#### ACTIVITY:
Look through the entries below and report every line that has "django".

#### DATA IN THIS EXERCISE:

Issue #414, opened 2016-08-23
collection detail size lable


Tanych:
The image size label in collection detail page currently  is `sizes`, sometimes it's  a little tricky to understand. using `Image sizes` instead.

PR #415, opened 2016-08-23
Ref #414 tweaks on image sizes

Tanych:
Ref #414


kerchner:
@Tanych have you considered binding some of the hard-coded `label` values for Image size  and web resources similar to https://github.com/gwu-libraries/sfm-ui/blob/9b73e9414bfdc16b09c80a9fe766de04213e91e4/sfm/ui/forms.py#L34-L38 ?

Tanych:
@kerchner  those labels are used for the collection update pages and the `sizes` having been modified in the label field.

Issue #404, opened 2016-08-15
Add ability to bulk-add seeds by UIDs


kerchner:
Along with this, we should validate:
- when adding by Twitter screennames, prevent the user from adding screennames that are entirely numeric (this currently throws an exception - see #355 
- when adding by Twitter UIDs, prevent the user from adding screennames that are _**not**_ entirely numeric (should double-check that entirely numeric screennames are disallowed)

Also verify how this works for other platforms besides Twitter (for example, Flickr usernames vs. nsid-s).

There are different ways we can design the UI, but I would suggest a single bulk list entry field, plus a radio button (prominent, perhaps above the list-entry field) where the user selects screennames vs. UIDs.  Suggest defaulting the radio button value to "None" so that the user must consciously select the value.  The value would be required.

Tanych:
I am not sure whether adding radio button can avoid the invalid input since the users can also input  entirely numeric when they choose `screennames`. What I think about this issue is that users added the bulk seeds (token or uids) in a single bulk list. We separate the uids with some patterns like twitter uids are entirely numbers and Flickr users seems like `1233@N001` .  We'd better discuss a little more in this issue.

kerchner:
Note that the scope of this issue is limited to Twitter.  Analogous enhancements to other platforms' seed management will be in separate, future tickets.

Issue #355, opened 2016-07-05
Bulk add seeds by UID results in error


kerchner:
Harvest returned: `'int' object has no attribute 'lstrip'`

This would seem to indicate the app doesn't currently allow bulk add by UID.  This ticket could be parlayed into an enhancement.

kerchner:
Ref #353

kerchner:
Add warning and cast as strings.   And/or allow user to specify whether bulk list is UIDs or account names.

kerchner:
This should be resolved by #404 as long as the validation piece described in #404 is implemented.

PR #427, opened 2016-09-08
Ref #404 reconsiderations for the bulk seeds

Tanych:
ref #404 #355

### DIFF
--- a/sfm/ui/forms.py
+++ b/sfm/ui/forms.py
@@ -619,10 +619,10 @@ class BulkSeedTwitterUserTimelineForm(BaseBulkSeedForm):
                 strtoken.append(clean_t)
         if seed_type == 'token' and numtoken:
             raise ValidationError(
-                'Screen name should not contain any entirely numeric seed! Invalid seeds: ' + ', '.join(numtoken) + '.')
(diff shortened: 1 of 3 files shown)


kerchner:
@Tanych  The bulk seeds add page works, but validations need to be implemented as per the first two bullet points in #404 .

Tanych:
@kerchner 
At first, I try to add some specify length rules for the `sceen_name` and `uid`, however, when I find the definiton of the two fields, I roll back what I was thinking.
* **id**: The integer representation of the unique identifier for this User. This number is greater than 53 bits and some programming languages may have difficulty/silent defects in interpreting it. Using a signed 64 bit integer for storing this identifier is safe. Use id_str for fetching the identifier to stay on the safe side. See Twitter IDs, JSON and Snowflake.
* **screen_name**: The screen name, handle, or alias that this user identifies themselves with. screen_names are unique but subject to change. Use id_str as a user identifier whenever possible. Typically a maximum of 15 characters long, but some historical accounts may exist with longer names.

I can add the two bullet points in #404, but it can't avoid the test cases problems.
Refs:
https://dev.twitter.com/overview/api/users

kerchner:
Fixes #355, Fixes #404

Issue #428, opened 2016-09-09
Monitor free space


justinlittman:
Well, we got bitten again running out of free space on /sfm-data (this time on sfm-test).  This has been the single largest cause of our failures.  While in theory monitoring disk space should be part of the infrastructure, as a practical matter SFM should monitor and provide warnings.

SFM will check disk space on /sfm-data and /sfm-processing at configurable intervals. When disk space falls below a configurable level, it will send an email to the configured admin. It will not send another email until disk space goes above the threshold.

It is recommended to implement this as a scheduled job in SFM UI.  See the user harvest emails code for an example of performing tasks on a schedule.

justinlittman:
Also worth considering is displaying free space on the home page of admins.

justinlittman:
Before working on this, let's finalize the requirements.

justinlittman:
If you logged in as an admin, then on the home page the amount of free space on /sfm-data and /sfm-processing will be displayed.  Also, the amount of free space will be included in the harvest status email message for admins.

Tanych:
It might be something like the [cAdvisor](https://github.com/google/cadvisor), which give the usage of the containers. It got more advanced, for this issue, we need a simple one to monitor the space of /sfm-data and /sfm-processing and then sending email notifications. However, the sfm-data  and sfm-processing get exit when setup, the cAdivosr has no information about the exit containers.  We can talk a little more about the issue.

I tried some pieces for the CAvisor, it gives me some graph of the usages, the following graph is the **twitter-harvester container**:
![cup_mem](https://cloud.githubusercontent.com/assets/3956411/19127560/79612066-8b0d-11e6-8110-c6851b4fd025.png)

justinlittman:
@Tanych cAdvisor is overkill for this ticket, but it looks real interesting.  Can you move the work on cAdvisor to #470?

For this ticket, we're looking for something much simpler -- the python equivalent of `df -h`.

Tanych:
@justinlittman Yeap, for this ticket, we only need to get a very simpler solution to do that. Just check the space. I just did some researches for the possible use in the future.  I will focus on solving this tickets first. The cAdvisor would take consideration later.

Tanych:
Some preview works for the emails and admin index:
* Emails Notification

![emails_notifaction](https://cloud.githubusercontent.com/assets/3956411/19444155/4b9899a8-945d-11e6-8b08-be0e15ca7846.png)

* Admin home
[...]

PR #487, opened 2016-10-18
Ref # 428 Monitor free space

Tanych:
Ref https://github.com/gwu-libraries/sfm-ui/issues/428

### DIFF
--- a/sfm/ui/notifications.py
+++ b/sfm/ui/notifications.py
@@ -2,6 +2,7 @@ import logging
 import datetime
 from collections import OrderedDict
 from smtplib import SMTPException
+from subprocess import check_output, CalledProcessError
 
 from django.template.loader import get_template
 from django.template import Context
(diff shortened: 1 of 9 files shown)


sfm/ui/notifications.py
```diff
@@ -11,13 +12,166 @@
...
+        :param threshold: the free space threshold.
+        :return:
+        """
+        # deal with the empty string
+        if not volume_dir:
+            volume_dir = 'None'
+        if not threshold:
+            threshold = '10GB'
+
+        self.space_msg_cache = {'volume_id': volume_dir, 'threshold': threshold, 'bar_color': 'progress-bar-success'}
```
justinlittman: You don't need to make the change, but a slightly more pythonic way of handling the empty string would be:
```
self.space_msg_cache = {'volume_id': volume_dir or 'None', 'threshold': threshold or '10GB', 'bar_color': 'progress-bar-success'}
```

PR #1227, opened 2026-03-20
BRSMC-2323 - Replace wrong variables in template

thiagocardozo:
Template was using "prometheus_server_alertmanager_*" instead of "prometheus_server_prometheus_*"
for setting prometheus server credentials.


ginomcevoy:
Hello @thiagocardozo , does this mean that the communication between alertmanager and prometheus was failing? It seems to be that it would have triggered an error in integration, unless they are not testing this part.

#### REPLY:
 from django.template.loader import get_template
 from django.template import Context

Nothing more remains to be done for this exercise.